"""

PR #933, opened 2018-07-18
Enable mkl docs

### LINKED ISSUE #750: ENABLE_MKL not described in manual and README

PDoakORNL:
Adding documentation for ENABLE_MKL.
Closes #750

### DIFF
--- a/manual/installation.tex
+++ b/manual/installation.tex
@@ -184,8 +184,6 @@ compilers, etc.  The list of environmental variables is given below:
 CXX              C++ compiler
 CC               C Compiler
 MKL_HOME         Path for MKL
-MKL_ROOT
-MKLROOT
 LIBXML2_HOME     Path for libxml2
 HDF5_ROOT        Path for HDF5
 BOOST_ROOT       Path for Boost
@@ -220,7 +218,7 @@ ENABLE_TIMERS         Enable fine-grained timers (1:yes, 0:no (default)).
 ENABLE_SOA            (Experimental) Enable CPU optimization and GPU support using
                       Structure-of-Array (SoA) datatypes (1:yes, 0:no (default)).
 \end{verbatim}
-\normalsize
+
 \item General build options
 \verbatimfont{\footnotesize}%
 \begin{verbatim}
@@ -243,7 +241,7 @@ CMAKE_CXX_FLAGS      Set the C++ flags.  Note: to prevent default
                      Also supported: CMAKE_CXX_FLAGS_DEBUG,
                      CMAKE_CXX_FLAGS_RELEASE, and CMAKE_CXX_FLAGS_RELWITHDEBINFO
 \end{verbatim}
-\normalsize
+
 \item Additional QMCPACK build options
 \verbatimfont{\footnotesize}
 \begin{verbatim}
@@ -252,32 +250,38 @@ QMC_EXTRA_LIBS      Add extra link libraries
 QMC_BUILD_STATIC    Add -static flags to build
 QMC_DATA            Specify data directory for QMCPACK performance and integration tests
 QE_BIN              Location of Quantum Espresso binaries including pw2qmcpack.x
-ENABLE_MKL          Enable Intel MKL libraries.
-MKL_ROOT            Path to MKL libraries (only necessary for non intel compilers
-                    or intel without standard environment variables.)
-                    One of the above environment variables can be used.
 \end{verbatim}
-\normalsize
+
 \item libxml2 related
 \verbatimfont{\footnotesize}%
 \begin{verbatim}
 Libxml2_INCLUDE_DIRS   Specify include directories for libxml2
 Libxml2_LIBRARY_DIRS   Specify library directories for libxml2
 \end{verbatim}
-\normalsize
+
 \item HDF5 related
 \verbatimfont{\footnotesize}%
 \begin{verbatim}
 ENABLE_PHDF5    1(default)/0, enables/disable parallel collective IO.
 \end{verbatim}
-\normalsize
+
 \item FFTW related
 \verbatimfont{\footnotesize}%
 \begin{verbatim}
 FFTW_INCLUDE_DIRS   Specify include directories for FFTW
 FFTW_LIBRARY_DIRS   Specify library directories for FFTW
 \end{verbatim}
-\normalsize
+
+\item Intel MKL related
+\verbatimfont{\footnotesize}%
+\begin{verbatim}
+ENABLE_MKL          Enable Intel MKL libraries (1:yes (default for intel compiler),
+                                                0:no (default otherwise)).
+MKL_ROOT            Path to MKL libraries (only necessary for non intel compilers
+                    or intel without standard environment variables.)
+                    One of the above environment variables can be used.
+\end{verbatim}
+
 \item CTest related
 \verbatimfont{\footnotesize}%
 \begin{verbatim}
@@ -285,7 +289,7 @@ MPIEXEC                Specify the mpi wrapper, e.g. srun, aprun, mpirun, etc.
 MPIEXEC_NUMPROC_FLAG   Specify the number of mpi processes flag,
                        e.g. "-n", "-np", etc.
 \end{verbatim}
-\normalsize
+
 \end{itemize}
 
 \subsection{Role of QMC\_DATA}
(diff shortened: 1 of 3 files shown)


manual/installation.tex
```diff
@@ -196,71 +203,89 @@ \subsection{Configuration options}
...
+QMC_COMPLEX           Build the complex (general twist/k-point) version (1:yes, 0:no)
+QMC_MIXED_PRECISION   Build the mixed precision (mixing double/float) version
+                      (1:yes (GPU default), 0:no (CPU default)).
+                      The CPU support is experimental.
+                      Use float and double for base and full precision.
+                      The GPU support is quite mature.
+                      Use always double for host side base and full precision
+                      and use float and double for CUDA base and full precision.
+ENABLE_MKL            Enable Intel MKL libraries.
+MKL_ROOT              Path to MKL libraries (only necessary for non intel compilers
```
ye-luo: ENABLE_MKL and MKL_ROOT are not key build options. Please list them under addition build options

manual/installation.tex
```diff
@@ -392,10 +422,11 @@ \subsection{Using vendor optimized numerical libraries, e.g. Intel MKL}
 \subsubsection{Using Intel MKL with non-Intel compilers}
 
 To use Intel MKL with, e.g. an MPICH wrapped gcc:
+\verbatimfont{\footnotesize}
 \begin{verbatim}
 cmake \
  -DCMAKE_C_COMPILER=mpicc -DCMAKE_CXX_COMPILER=mpicxx \
- -DBLA_VENDOR=Intel10_64lp_seq -DCMAKE_PREFIX_PATH=$MKLROOT/lib \
+ -DBLA_VENDOR=Intel10_64lp_seq -DENABLE_MKL -DMKL_ROOT=$MKLROOT/lib \
```
ye-luo: I don't think cmake accepts -DENABLE_MKL without a value.
Is just -D DENABLE_MKL=1 sufficient without DBLA_VENDOR and MKL_ROOT?

prckent:
OK to test

manual/installation.tex
PDoakORNL: If a MKL_HOME, MKLROOT, or MKL_ROOT environment variable is set, then yes it is.

PDoakORNL:
I believe I've fixed the itemize environments. I don't know why I broke them. Spasmodic pasting is what it looks like.

manual/installation.tex
```diff
@@ -331,9 +359,10 @@ \subsection{Example configure and build}
 \end{verbatim}
 
 \item Move to build directory, run cmake and make
+\verbatimfont{\footnotesize}
 \begin{verbatim}
 cd build
-cmake -D CMAKE_BUILD_TYPE=Release ..
+cmake -D CMAKE_BUILD_TYPE=Release -DENABLE_MKL=1 ..
```
ye-luo: In this case, if MKL_HOME is specified. No need to put it on cmake.

manual/installation.tex
```diff
@@ -196,71 +203,89 @@ \subsection{Configuration options}
...
+\normalsize
 \item Additional QMCPACK build options
+\verbatimfont{\footnotesize}
 \begin{verbatim}
 QMC_INCLUDE         Add extra include paths
 QMC_EXTRA_LIBS      Add extra link libraries
 QMC_BUILD_STATIC    Add -static flags to build
 QMC_DATA            Specify data directory for QMCPACK performance and integration tests
 QE_BIN              Location of Quantum Espresso binaries including pw2qmcpack.x
+ENABLE_MKL          Enable Intel MKL libraries.
```
ye-luo: Please do as other libraries. Not mixed with QMC_XXX.
Also mention turn on by default when intel compiler is used.

manual/installation.tex
```diff
@@ -292,13 +318,14 @@ \subsection{Role of QMC\_DATA}
 QMC_DATA/NiO/NiO-fcc-supertwist111-supershift000-S128.h5
 QMC_DATA/NiO/NiO-fcc-supertwist111-supershift000-S256.h5
 QMC_DATA/NiO/NiO_afm_fcidump.h5
-QMC_DATA/NiO/NiO_afm_wfn.dat 
-QMC_DATA/NiO/NiO_nm_choldump.h5   
+QMC_DATA/NiO/NiO_afm_wfn.dat
+QMC_DATA/NiO/NiO_nm_choldump.h5
 \end{verbatim}
-
+\normalsize
```
ye-luo: I sometimes see normalsize, sometimse don't. Could you explain why?

manual/installation.tex
```diff
@@ -392,10 +422,11 @@ \subsection{Using vendor optimized numerical libraries, e.g. Intel MKL}
 \subsubsection{Using Intel MKL with non-Intel compilers}
 
 To use Intel MKL with, e.g. an MPICH wrapped gcc:
+\verbatimfont{\footnotesize}
 \begin{verbatim}
 cmake \
  -DCMAKE_C_COMPILER=mpicc -DCMAKE_CXX_COMPILER=mpicxx \
- -DBLA_VENDOR=Intel10_64lp_seq -DCMAKE_PREFIX_PATH=$MKLROOT/lib \
+ -DBLA_VENDOR=Intel10_64lp_seq -DENABLE_MKL=1 -DMKL_ROOT=$MKLROOT/lib \
```
ye-luo: I think if ENABLE_MKL=1 is enabled, BLA_VENDOR is skipped completely.

manual/installation.tex
```diff
@@ -175,10 +179,13 @@ \subsection{Environment variables}
 A number of environmental variables affect the build.  In particular
 they can control the default paths for libraries, the default
 compilers, etc.  The list of environmental variables is given below:
+\verbatimfont{\footnotesize}%
 \begin{verbatim}
 CXX              C++ compiler
 CC               C Compiler
 MKL_HOME         Path for MKL
+MKL_ROOT
```
ye-luo: Sorry. I was giving the wrong info.
Please list only MKL_HOME for environment variable.
When we tell users, just give them 1 but our setting can be smarter internally.

manual/installation.tex
PDoakORNL: You shouldn't see it at all.  Will fix.

manual/installation.tex
PDoakORNL: Correct should be deleted

manual/installation.tex
PDoakORNL: Good that will be less confusing

ye-luo:
A question.
We have MKL_HOME historically. With the improved MKL setting, MKL_ROOT was introduced and used heavily in FindMKL script.
Can we reduce them to one? I prefer MKL_HOME since this is used historically.
When MKL_HOME cmake variable is not defined, we can still look for MKL_ROOT, MKLROOT, ENV{MKLROOT}, ENV{MKL_HOME}

PDoakORNL:
I used MKL_ROOT because it's more often used in cmake FindXXX.cmake includes. Since I've worked on several of them I of course want them to be as consistent as possible inside.
While the Findxxx.cmake's are far not 100% consistent they seem more consistent that different vendors chose environment variables.

ye-luo:
VASP has no configure step and users directly define MKL setting in Makefile.
QE directly inject MKL when Intel compiler is used. If mixing GNU and MKL is needed, modify make.inc.
Gromacs needs -DMKL_INCLUDE_DIR and -DMKL_LIBRARIES explicitly.
LAMMPS has the same setting as Gromacs.
None of them has advanced script like us.

ye-luo:
I'm OK to have either MKL_HOME or MKL_ROOT but not MKL_HOME in the environment with MKL_ROOT in the cmake.
however, Intel defines MKLROOT which is too close to MKL_ROOT.
We can leave the change to a separate PR but I preferred to get this settled before this is exposed to users (release).

PDoakORNL:
It just annoys me. I vote remove MKL_HOME from the example and stay with MKL_ROOT. I think we should be like HDF5 and BOOST who have better find scripts (I think) than than FFTW and LIBXML2.  

Like us findBOOST supports BOOST_HOME, BOOST_ROOT, and BOOSTROOT

I prefer to define everything in the cmake command. But then I'm building many versions and like to be able to capture shell history and not worry about too many enviroment variables. This is not the user situation.

prckent:
My vote is also now for the consistency argument - MKL_ROOT as the primary spec, as per HDF5 and BOOST. We can silently support MKL_HOME for backwards compatibility, but lets advertise MKL_ROOT as the preferred way.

"""

_Task goal_. Look through the entries above and quote exactly the lines from the line with "While the Findxxx.cmake's" to the line with "VASP has no", counting both of those lines.

_Reply to the exercise_.
While the Findxxx.cmake's are far not 100% consistent they seem more consistent that different vendors chose environment variables.

ye-luo:
VASP has no configure step and users directly define MKL setting in Makefile.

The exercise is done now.